==== PROVIDED RECORDS

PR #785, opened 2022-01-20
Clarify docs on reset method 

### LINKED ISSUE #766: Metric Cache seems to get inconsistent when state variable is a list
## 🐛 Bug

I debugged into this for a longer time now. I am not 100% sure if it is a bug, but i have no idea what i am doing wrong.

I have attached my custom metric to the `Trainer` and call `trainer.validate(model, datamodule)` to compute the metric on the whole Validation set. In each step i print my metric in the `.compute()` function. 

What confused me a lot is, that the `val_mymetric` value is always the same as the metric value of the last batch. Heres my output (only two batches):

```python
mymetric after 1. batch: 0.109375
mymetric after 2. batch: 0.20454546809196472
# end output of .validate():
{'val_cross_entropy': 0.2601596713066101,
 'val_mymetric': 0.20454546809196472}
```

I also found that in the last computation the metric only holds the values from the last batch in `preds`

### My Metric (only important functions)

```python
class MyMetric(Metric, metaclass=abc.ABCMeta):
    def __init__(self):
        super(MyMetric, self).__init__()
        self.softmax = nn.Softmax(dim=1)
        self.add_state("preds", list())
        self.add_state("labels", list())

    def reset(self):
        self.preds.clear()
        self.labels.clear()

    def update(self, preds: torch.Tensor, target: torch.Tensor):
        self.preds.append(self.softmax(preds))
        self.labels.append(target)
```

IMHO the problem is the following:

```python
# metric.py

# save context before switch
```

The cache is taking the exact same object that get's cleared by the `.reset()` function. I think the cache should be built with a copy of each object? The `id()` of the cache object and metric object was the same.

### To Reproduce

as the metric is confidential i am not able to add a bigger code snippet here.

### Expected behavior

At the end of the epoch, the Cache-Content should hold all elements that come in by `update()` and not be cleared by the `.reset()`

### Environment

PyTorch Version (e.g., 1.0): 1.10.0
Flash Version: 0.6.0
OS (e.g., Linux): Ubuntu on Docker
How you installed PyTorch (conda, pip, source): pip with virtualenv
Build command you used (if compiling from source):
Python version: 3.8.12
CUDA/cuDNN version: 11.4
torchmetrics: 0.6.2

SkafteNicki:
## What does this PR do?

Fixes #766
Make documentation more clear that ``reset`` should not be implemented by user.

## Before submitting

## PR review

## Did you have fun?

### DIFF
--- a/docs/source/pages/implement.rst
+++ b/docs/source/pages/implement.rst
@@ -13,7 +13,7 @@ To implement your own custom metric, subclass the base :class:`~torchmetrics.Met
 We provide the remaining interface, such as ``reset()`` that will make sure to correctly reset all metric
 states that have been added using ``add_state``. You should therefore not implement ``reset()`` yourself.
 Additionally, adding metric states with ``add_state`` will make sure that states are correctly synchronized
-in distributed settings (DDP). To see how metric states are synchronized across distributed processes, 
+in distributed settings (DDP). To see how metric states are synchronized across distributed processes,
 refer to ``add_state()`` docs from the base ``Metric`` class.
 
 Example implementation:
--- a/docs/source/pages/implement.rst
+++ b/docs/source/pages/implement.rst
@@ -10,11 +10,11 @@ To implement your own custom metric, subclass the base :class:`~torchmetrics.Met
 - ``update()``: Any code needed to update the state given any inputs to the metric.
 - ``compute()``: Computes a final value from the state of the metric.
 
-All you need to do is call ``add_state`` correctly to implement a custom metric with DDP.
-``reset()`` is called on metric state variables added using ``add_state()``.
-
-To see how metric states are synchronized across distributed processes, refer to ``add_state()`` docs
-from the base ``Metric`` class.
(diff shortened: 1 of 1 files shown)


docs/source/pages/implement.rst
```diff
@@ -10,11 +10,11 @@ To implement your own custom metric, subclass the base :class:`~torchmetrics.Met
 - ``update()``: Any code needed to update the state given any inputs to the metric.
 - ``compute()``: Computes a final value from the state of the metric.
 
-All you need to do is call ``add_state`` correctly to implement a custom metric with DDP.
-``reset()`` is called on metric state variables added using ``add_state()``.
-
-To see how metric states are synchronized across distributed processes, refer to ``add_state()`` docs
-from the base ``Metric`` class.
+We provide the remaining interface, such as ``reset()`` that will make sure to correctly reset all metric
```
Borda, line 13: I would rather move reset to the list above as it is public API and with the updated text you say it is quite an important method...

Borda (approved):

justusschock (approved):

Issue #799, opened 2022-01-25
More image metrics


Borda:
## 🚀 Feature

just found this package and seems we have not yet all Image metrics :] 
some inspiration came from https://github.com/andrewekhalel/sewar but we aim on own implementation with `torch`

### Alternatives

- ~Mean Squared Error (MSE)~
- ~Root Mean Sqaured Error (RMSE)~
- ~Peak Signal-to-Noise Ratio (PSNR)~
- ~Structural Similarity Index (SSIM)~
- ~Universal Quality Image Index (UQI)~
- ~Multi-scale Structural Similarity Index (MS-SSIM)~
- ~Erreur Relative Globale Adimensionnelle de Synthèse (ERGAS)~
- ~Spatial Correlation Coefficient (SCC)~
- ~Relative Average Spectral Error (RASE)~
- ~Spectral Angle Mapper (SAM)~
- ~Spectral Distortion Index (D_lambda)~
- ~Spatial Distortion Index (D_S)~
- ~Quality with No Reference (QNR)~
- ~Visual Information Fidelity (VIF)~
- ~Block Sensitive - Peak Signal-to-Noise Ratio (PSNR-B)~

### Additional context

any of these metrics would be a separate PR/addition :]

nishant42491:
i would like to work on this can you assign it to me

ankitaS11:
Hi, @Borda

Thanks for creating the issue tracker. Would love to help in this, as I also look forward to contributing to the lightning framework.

========

_INSTRUCTIONS TO FOLLOW_
All the records, from the first line to the last: repeat them exactly.

_ANSWER SPACE_
PR #785, opened 2022-01-20
Clarify docs on reset method 

### LINKED ISSUE #766: Metric Cache seems to get inconsistent when state variable is a list
## 🐛 Bug

I debugged into this for a longer time now. I am not 100% sure if it is a bug, but i have no idea what i am doing wrong.

I have attached my custom metric to the `Trainer` and call `trainer.validate(model, datamodule)` to compute the metric on the whole Validation set. In each step i print my metric in the `.compute()` function. 

What confused me a lot is, that the `val_mymetric` value is always the same as the metric value of the last batch. Heres my output (only two batches):

```python
mymetric after 1. batch: 0.109375
mymetric after 2. batch: 0.20454546809196472
# end output of .validate():
{'val_cross_entropy': 0.2601596713066101,
 'val_mymetric': 0.20454546809196472}
```

I also found that in the last computation the metric only holds the values from the last batch in `preds`

### My Metric (only important functions)

```python
class MyMetric(Metric, metaclass=abc.ABCMeta):
    def __init__(self):
        super(MyMetric, self).__init__()
        self.softmax = nn.Softmax(dim=1)
        self.add_state("preds", list())
        self.add_state("labels", list())

    def reset(self):
        self.preds.clear()
        self.labels.clear()

    def update(self, preds: torch.Tensor, target: torch.Tensor):
        self.preds.append(self.softmax(preds))
        self.labels.append(target)
```

IMHO the problem is the following:

```python
# metric.py

# save context before switch
```

The cache is taking the exact same object that get's cleared by the `.reset()` function. I think the cache should be built with a copy of each object? The `id()` of the cache object and metric object was the same.

### To Reproduce

as the metric is confidential i am not able to add a bigger code snippet here.

### Expected behavior

At the end of the epoch, the Cache-Content should hold all elements that come in by `update()` and not be cleared by the `.reset()`

### Environment

PyTorch Version (e.g., 1.0): 1.10.0
Flash Version: 0.6.0
OS (e.g., Linux): Ubuntu on Docker
How you installed PyTorch (conda, pip, source): pip with virtualenv
Build command you used (if compiling from source):
Python version: 3.8.12
CUDA/cuDNN version: 11.4
torchmetrics: 0.6.2

SkafteNicki:
## What does this PR do?

Fixes #766
Make documentation more clear that ``reset`` should not be implemented by user.

## Before submitting

## PR review

## Did you have fun?

### DIFF
--- a/docs/source/pages/implement.rst
+++ b/docs/source/pages/implement.rst
@@ -13,7 +13,7 @@ To implement your own custom metric, subclass the base :class:`~torchmetrics.Met
 We provide the remaining interface, such as ``reset()`` that will make sure to correctly reset all metric
 states that have been added using ``add_state``. You should therefore not implement ``reset()`` yourself.
 Additionally, adding metric states with ``add_state`` will make sure that states are correctly synchronized
-in distributed settings (DDP). To see how metric states are synchronized across distributed processes, 
+in distributed settings (DDP). To see how metric states are synchronized across distributed processes,
 refer to ``add_state()`` docs from the base ``Metric`` class.
 
 Example implementation:
--- a/docs/source/pages/implement.rst
+++ b/docs/source/pages/implement.rst
@@ -10,11 +10,11 @@ To implement your own custom metric, subclass the base :class:`~torchmetrics.Met
 - ``update()``: Any code needed to update the state given any inputs to the metric.
 - ``compute()``: Computes a final value from the state of the metric.
 
-All you need to do is call ``add_state`` correctly to implement a custom metric with DDP.
-``reset()`` is called on metric state variables added using ``add_state()``.
-
-To see how metric states are synchronized across distributed processes, refer to ``add_state()`` docs
-from the base ``Metric`` class.
(diff shortened: 1 of 1 files shown)


docs/source/pages/implement.rst
```diff
@@ -10,11 +10,11 @@ To implement your own custom metric, subclass the base :class:`~torchmetrics.Met
 - ``update()``: Any code needed to update the state given any inputs to the metric.
 - ``compute()``: Computes a final value from the state of the metric.
 
-All you need to do is call ``add_state`` correctly to implement a custom metric with DDP.
-``reset()`` is called on metric state variables added using ``add_state()``.
-
-To see how metric states are synchronized across distributed processes, refer to ``add_state()`` docs
-from the base ``Metric`` class.
+We provide the remaining interface, such as ``reset()`` that will make sure to correctly reset all metric
```
Borda, line 13: I would rather move reset to the list above as it is public API and with the updated text you say it is quite an important method...

Borda (approved):

justusschock (approved):

Issue #799, opened 2022-01-25
More image metrics


Borda:
## 🚀 Feature

just found this package and seems we have not yet all Image metrics :] 
some inspiration came from https://github.com/andrewekhalel/sewar but we aim on own implementation with `torch`

### Alternatives

- ~Mean Squared Error (MSE)~
- ~Root Mean Sqaured Error (RMSE)~
- ~Peak Signal-to-Noise Ratio (PSNR)~
- ~Structural Similarity Index (SSIM)~
- ~Universal Quality Image Index (UQI)~
- ~Multi-scale Structural Similarity Index (MS-SSIM)~
- ~Erreur Relative Globale Adimensionnelle de Synthèse (ERGAS)~
- ~Spatial Correlation Coefficient (SCC)~
- ~Relative Average Spectral Error (RASE)~
- ~Spectral Angle Mapper (SAM)~
- ~Spectral Distortion Index (D_lambda)~
- ~Spatial Distortion Index (D_S)~
- ~Quality with No Reference (QNR)~
- ~Visual Information Fidelity (VIF)~
- ~Block Sensitive - Peak Signal-to-Noise Ratio (PSNR-B)~

### Additional context

any of these metrics would be a separate PR/addition :]

nishant42491:
i would like to work on this can you assign it to me

ankitaS11:
Hi, @Borda

Thanks for creating the issue tracker. Would love to help in this, as I also look forward to contributing to the lightning framework.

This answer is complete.